We thank Dr. Howard1 for his letter about our article on the risk of spontaneous abortion associated with the use of antibiotics during pregnancy.2 Dr. Howard hypothesized that antibiotics reduced arylsulfatase (dehydroepiandrosterone sulfate [DHEAS]), which in turn reduces availability of the active molecule, DHEA, that may play a role in the reduction of the risk of spontaneous abortion. Indeed, some evidence suggested that DHEA supplementation improves ovarian function, increases pregnancy chances and lowers miscarriage rates in women with diminished ovarian reserve by reducing aneuploidy.3,4 However, it is unclear whether this reasoning can be applied in normal fertile populations.
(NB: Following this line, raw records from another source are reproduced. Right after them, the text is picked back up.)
PR #597, opened 2018-02-09
fix(NumberInput): cope with user events being referred in async code

### LINKED ISSUE #566: NumberInput onChange produces unhelpful event
I am using NumberInput and am trying to use the onChange property to update the state when the user updates input. For most input based react components, event.target.value or event contain the value, but in this case I'm not sure how to derive the value from the event produced. 

I tried reproducing the issue in Sandbox, https://codesandbox.io/s/nwn6mozxnp. And you can see the issue when the function, handleCellCount, logs event.

In my project, we use 5.17.1, and i believe the same in the codesandbox.

The project is part of the CFaaS offering that we are developing.

the sandbox link above

asudoh:
Fixes #566.

#### Changelog

**New**

- `<NumberInput>` code to retain event after the event loop to cope with async event firing.


asudoh:
Thank you for pointing this out @tw15egan! Will address it next week.

giltohar:
Any Update, eta on integrating fix into released code?

asudoh:
Set the `<input>` as "imaginary target" to the evens being fired: https://github.com/carbon-design-system/carbon-components-react/pull/597/commits/4060efb326f9084cf52ace40eac28a705038cfbd. Hope this works for the use case of the original issue.

tw15egan:
Maybe I'm doing this wrong, but I am still unable to get the value of the `NumberInput` onchange or onclick, either returns the svg / path / button or null

screen shot 2018-02-13 at 10 13 11 am

asudoh:
@tw15egan Yes - I tried to keep it as natural as handling events on `<input>`, but please feel free to suggest for an alternative. Thanks!

tw15egan:
As long as we can ensure users know they need to access `evt.imaginaryTarget.value` to get the value of the input, I'm good with it! Thanks for tackling this , @asudoh 🙂

joshblack:
Coming in late to this, could we just update this block so that they can access the value? 

```
  handleChange = evt => {
    if (!this.props.disabled) {
      this.setState(
        {
          value: evt.target.value,
        },
        () => {
          this.props.onChange({ value: evt.target.value });
        }
      );
    }
  };
```

Could even do:

```js
this.props.onChange({ target: { value: evt.target.value }});
```

If we wanted consumers to think they were still accessing the event value.

asudoh:
@joshblack Good question - Just didn’t want to lose any other values in `event`, but please feel free to make a change if you feel that `value` is the only thing consumers would need. Thanks!

marijohannessen:
Any input here before merging @joshblack ?

joshblack:
It does feel like we should do the simpler thing here and not persist the event if we can get away with it. Are there strong use-cases for including other event fields for consumers that would require us persisting the event?

asudoh:
@joshblack `min`/`max`/[`validity`](https://developer.mozilla.org/en-US/docs/Web/API/ValidityState) are some of those properties consumers would be interested in. In a bigger thought, I attempted ensure that the fired event works like what `<input type=“number”>` fires on stepping up/down. You may know better on the best practice on this space, and please feel free to bring up a counterproposal. Thanks!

Furthermore, Howard states that the need for antibiotic use in women having a spontaneous abortion in our study may indicate that they are already low in DHEA. Yet, there is no evidence to support that statement. Although the biological plausibility proposed by Howard to support our findings is very appealing, we believe that to confirm this hypothesis, animal studies are needed to evaluate whether antibiotics linked to an increased risk of spontaneous abortion in our study (i.e., azithromycin, clarithromycin, quinolones, sulfonamides, tetracyclines and quinolones) are associated with DHEA reduction, and to investigate the impact of DHEA reduction on the occurrence of spontaneous abortion in normal fertile populations as well as in women with diminished ovarian reserve.
Footnotes
Competing interests: Anick Bérard is a consultant for plaintiffs in litigations involving antidepressants and birth defects. No other competing interests were declared.